5.     Configure an ISP domain.

# Create ISP domain bbb and enter its view.

[Device] domaim bbb

# Apply RADIUS scheme 2000 to the ISP domain for authentication, authorization, and accounting.

[Device-isp-bbb] authentication lan-access radius-scheme 2000

[Device-isp-bbb] authorization lan-access radius-scheme 2000

[Device-isp-bbb] accounting lan-access radius-scheme 2000

[Device-isp-bbb] quit

6.     Configure 802.1X

# Enable 802.1X globally.

[Device] dot1x

# Enable 802.1X for port GigabaitEthernet 2/1/2.

[Device] interface GigabitEthernet 2/1/2

[Device-GigabitEthernet2/1/2] dot1x

# Implement port-based access control on the port.

[Device-GigabitEthernet2/1/2] dot1x port-method portbased

# Set the port authorization mode to auto. This step is optional. By default, the port is in auto mode.

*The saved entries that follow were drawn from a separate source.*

PR #17924, opened 2023-03-10
gmtl: Fix build issues

ryandesign:
#### Description

Add patches to fix build failures when using clang, when using the latest version of scons, when scons is using python 3, and to prevent the creation of the unwanted file gmtl-0.6.1.tar.gz and to install the file gmtl.pc.

Add runtime dependencies on flagpoll and python which are used by gmtl-config. flagpoll is currently incompatible with python 3 and uses python27 so use the same python here to reduce the number of pythons a user needs to install.

Specify absolute path to scons.

Specify prefix at build time so that build output does not give the erroneous impression that files will be installed in /usr/local.

Specify empty directories for Boost and CppUnit at build time so that any Boost or CppUnit that might be installed in /usr/local is not inadvertently used.

No need to specify destroot.cmd or destroot.target; the defaults work.

Add modeline.

Modernize checksums.

Set platforms to any and set supported_archs to noarch because this port doesn't install anything architecture- or OS-specific.

Add GitHub handle to maintainers line.

Install documentation files.

Indicate license. The software claims to be licensed LGPL-2.1+ but there is also a license addendum that imposes additional restrictions and the LGPL does not permit the imposition of additional restrictions.

Rewrite master_sites to avoid redirects.

Closes: https://trac.macports.org/ticket/57421

-----

@mccdo as with #17916 I've added your GitHub handle to the maintainers line. If you don't want to maintain this port anymore let us know and we'll remove you. If the email address needs updating let us know the new address. If you allow others to make changes to this port without consulting you let us know and we'll add `openmaintainer`.

I did already make one change to this port without consulting you — d4a979bd0a5ca18d5d9104394eabe30cc94c7c44 — apologies. This was based on the fact that you had not responded to [the ticket that this PR fixes](https://trac.macports.org/ticket/57421) for over four years and the port had not been installable at all since Xcode 5 was released almost ten years ago.

###### Type(s)

- [X] bugfix
- [X] enhancement
- [ ] security fix

###### Tested on
macOS 12.3.1 21E258 x86_64
Xcode 13.2.1 13C100

###### Verification 
Have you

### DIFF
--- a/math/gmtl/Portfile
+++ b/math/gmtl/Portfile
@@ -1,27 +1,67 @@
+# -*- coding: utf-8; mode: tcl; tab-width: 4; indent-tabs-mode: nil; c-basic-offset: 4 -*- vim:fenc=utf-8:ft=tcl:et:sw=4:ts=4:sts=4
+
 PortSystem          1.0
 
 name                gmtl
 version             0.6.1
+revision            1
+checksums           rmd160  19ca8c25cf54b1650272f7a387f5f8b8c5c3140c \
+                    sha256  f7d8e6958d96a326cb732a9d3692a3ff3fd7df240eb1d0921a7c5c77e37fc434 \
+                    size    339777
+
 categories          math
-platforms           darwin
-maintainers         iastate.edu:mccdo
+platforms           any
+supported_archs     noarch
+maintainers         {iastate.edu:mccdo @mccdo}
+# LGPL-2.1+ modified by an addendum
+license             Copyleft GPLConflict
+
 description         a lightweight math library
 long_description    The math library used by vrjuggler. It is \
                     implemented with c++ templates.
 homepage            http://ggt.sourceforge.net/
-master_sites        sourceforge:ggt
-checksums           md5 1391af2c5ea050dda7735855ea5bb4c1 \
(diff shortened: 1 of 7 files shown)


math/gmtl/Portfile
```diff
@@ -1,27 +1,66 @@
...
+                    sha256  f7d8e6958d96a326cb732a9d3692a3ff3fd7df240eb1d0921a7c5c77e37fc434 \
+                    size    339777
+
 categories          math
-platforms           darwin
-maintainers         iastate.edu:mccdo
+platforms           any
+supported_archs     noarch
+maintainers         {iastate.edu:mccdo @mccdo}
+license             LGPL-2.1+ Restrictive/Distributable
```
ryandesign, line 16: @jmroot Is this the correct license line? This software claims to be under LGPL-2.1+ but also includes a license addendum that imposes additional restrictions.

jmroot: Most of the license addendum is actually granting additional permissions, which is fine, but section 4 definitely appears to be an additional restriction, which is disallowed by the LGPL. I think this has to be treated as a distinct GPL-incompatible copyleft license, which would be written `Copyleft GPLConflict`.

PR #17966, opened 2023-03-14
Updated inline comment about VideoToolbox

tux-o-matic:
FFmpeg can use the HW accelerated H265 encoder exposed by VideoToolbox via hevc_videotoolbox

###### Type(s)

- [ ] bugfix
- [x] enhancement
- [ ] security fix


ryandesign:
The same comment is in the ffmpeg-devel, ffmpeg-upstream, and mpv ports; should update all ports at once.

tux-o-matic:
@ryandesign, thanks for the pointer. It's aligned with all these Ports as well now.

PR #17973, opened 2023-03-14
goimapnotify: New port

neverpanic:
###### Type(s)

- [ ] bugfix
- [ ] enhancement
- [ ] security fix

###### Tested on
macOS 12.6.3 21G419 arm64
Xcode 14.2 14C18

###### Verification 
Have you

### DIFF
--- a/mail/goimapnotify/Portfile
+++ b/mail/goimapnotify/Portfile
@@ -1,0 +1,96 @@
+# -*- coding: utf-8; mode: tcl; tab-width: 4; indent-tabs-mode: nil; c-basic-offset: 4 -*- vim:fenc=utf-8:ft=tcl:et:sw=4:ts=4:sts=4
+
+PortSystem          1.0
+PortGroup           golang 1.0
+
+go.setup            gitlab.com/shackra/goimapnotify 2.4-rc3
+categories          mail
+maintainers         {cal @neverpanic} openmaintainer
+license             GPL-3 MIT BSD
+
+description         \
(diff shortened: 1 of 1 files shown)


mail/goimapnotify/Portfile
```diff
@@ -0,0 +1,96 @@
...
+go.setup            gitlab.com/shackra/goimapnotify 2.4-rc3
+categories          mail
+maintainers         {cal @neverpanic} openmaintainer
+license             GPL-3 MIT BSD
+
+description         \
+    Execute scripts on IMAP mailbox changes (new/deleted/updated messages) \
+    using IDLE
+
+long_description    ${description}
```
herbygillot, line 15:
```suggestion
long_description    {*}${description}
```

neverpanic: Does that make a difference? I thought both of those were strings, so `{*}` should do exactly nothing here, but maybe I'm missing something.

kencu: This has been a thing for the past year or so, and virtually every single Portfile has had this change made. It is thought to be important.

neverpanic: 03b9df6ce4e75b14bc373ab89c09457bd32f36ff

jmroot: Both options are lists. It often doesn't make a difference if the description doesn't contain any characters that need to be quoted in lists. Using `{*}` always gives a correct result, so that's the better example to set.

PR #17975, opened 2023-03-14
qemu: update to 7.2.0

vallon:
###### Type(s)

- [ ] bugfix
- [x] enhancement
- [ ] security fix

###### Tested on

macOS 12.6.3 21G419 arm64
Xcode 14.2 14C18

###### Verification 
Have you

- [x] tested basic functionality of all binary files? *ran arm qemu virtual machine*
- [ ] checked that the Portfile's most important [variants](https://trac.macports.org/wiki/Variants) haven't been broken? *lots of variants, checked default builds and my custom flavor runs my VM*

### DIFF
--- a/emulators/qemu/Portfile
+++ b/emulators/qemu/Portfile
@@ -8,8 +8,8 @@ PortGroup legacysupport 1.1
 legacysupport.newest_darwin_requires_legacy 16
 
 name                    qemu
-version                 7.1.0
-revision                1
+version                 7.2.0
+revision                0
 categories              emulators
 license                 GPL-2+
 maintainers             {raimue @raimue} \
@@ -25,11 +25,12 @@ homepage                https://www.qemu.org
 master_sites            https://download.qemu.org/
 use_xz                  yes
 
-checksums               rmd160  01c82bed8b0219935c00981e16b573004b3802d0 \
-                        sha256  a0634e536bded57cf38ec8a751adb124b89c776fe0846f21ab6c6728f1cbbbe6 \
-                        size    121833004
+checksums               rmd160  50661dd45f91d900241e0e6b919140a6b8a2b2cf \
+                        sha256  5b49ce2687744dad494ae90a898c52204a3406e84d072482a1e1be854eeb2157 \
+                        size    122408576
 
 depends_build           port:texinfo \
+                        port:libslirp \
                         port:libtool \
                         port:meson \
                         port:ninja \


raimue:
Thank you for the port update!

However, I have some notes based on the changelog provided by QEMU upstream.

https://wiki.qemu.org/ChangeLog/7.2

The changelog mentions that libslirp is no longer bundled. I think we might need to use that from a port now to get feature parity with the previous version.

Additionally, it is now possible to build combinations of Cocoa, GTK and SDL UI interfaces into the same binary. Therefore the variants should no longer be conflicting.

vallon:
Yes, I just realized networking is not working.  I see there is libslirp in ports.  I'll try to update.

I don't know enough about the rest to know whether/how to test the variants.  Maybe another PR?

emulators/qemu/Portfile
```diff
@@ -8,7 +8,7 @@ PortGroup legacysupport 1.1
 legacysupport.newest_darwin_requires_legacy 16
 
 name                    qemu
-version                 7.1.0
+version                 7.2.0
 revision                1
```
herbygillot, line 12: Also `revision` resets to zero whenever the `version` gets updated:

```suggestion
revision                0
```

vallon: fixed

vallon:
Adding libslirp dependency restored default networking behavior (fixed -nic user: network backend 'user' is not compiled into this binary)

emulators/qemu/Portfile
```diff
@@ -25,11 +25,12 @@ homepage                https://www.qemu.org
...
 
-checksums               rmd160  01c82bed8b0219935c00981e16b573004b3802d0 \
-                        sha256  a0634e536bded57cf38ec8a751adb124b89c776fe0846f21ab6c6728f1cbbbe6 \
-                        size    121833004
+checksums               rmd160  50661dd45f91d900241e0e6b919140a6b8a2b2cf \
+                        sha256  5b49ce2687744dad494ae90a898c52204a3406e84d072482a1e1be854eeb2157 \
+                        size    122408576
 
 depends_build           port:texinfo \
+                        port:libslirp \
```
raimue, line 33: This is good, but we should also add an explicit `--enable-slirp` to the `configure.args` to ensure we always link with libslirp and do not rely on the auto-detection of the configure script.

This is small enough that we do not need it as a variant (user networking is so common that I doubt anyone really needs to deselect it for minimal gains).

raimue:
> I don't know enough about the rest to know whether/how to test the variants. Maybe another PR?

Fine with me. Let's focus on getting the new QEMU 7.2.0 version in with this PR. The no longer conflicting variants can still be resolved later. I did not have a chance to play with building a single binary for multiple GUIs.

catap:
FYI: 8.0.0 was released a few weeks ago

raimue:
Thank you for the pull request. However, this has now been superseded by #19283, which also makes the correct changes to handle the switch to libslirp.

[Device-GigabitEthernet2/1/2] dot1x port-control auto

[Device-GigabitEthernet2/1/2] quit

# Set VLAN 10 as the 802.1X guest VLAN for port GigabitEthernet 2/1/2.

[Device] dot1x guest-vlan 10 interface GigabitEthernet 2/1/2

Verifying the configuration

Use the display dot1x interface GigabitEthernet 2/1/2 command to verify the 802.1X guest VLAN configuration on GigabitEthernet 2/1/2. If no user passes authentication on the port within a specific period of time, use the display vlan 10 command to verify whether GigabitEthernet 2/1/2 is assigned to VLAN 10.

After a user passes authentication, you can use the display interface GigabitEthernet 2/1/2 command to verity that port GigabitEthernet 2/1/2 has been added to VLAN 5.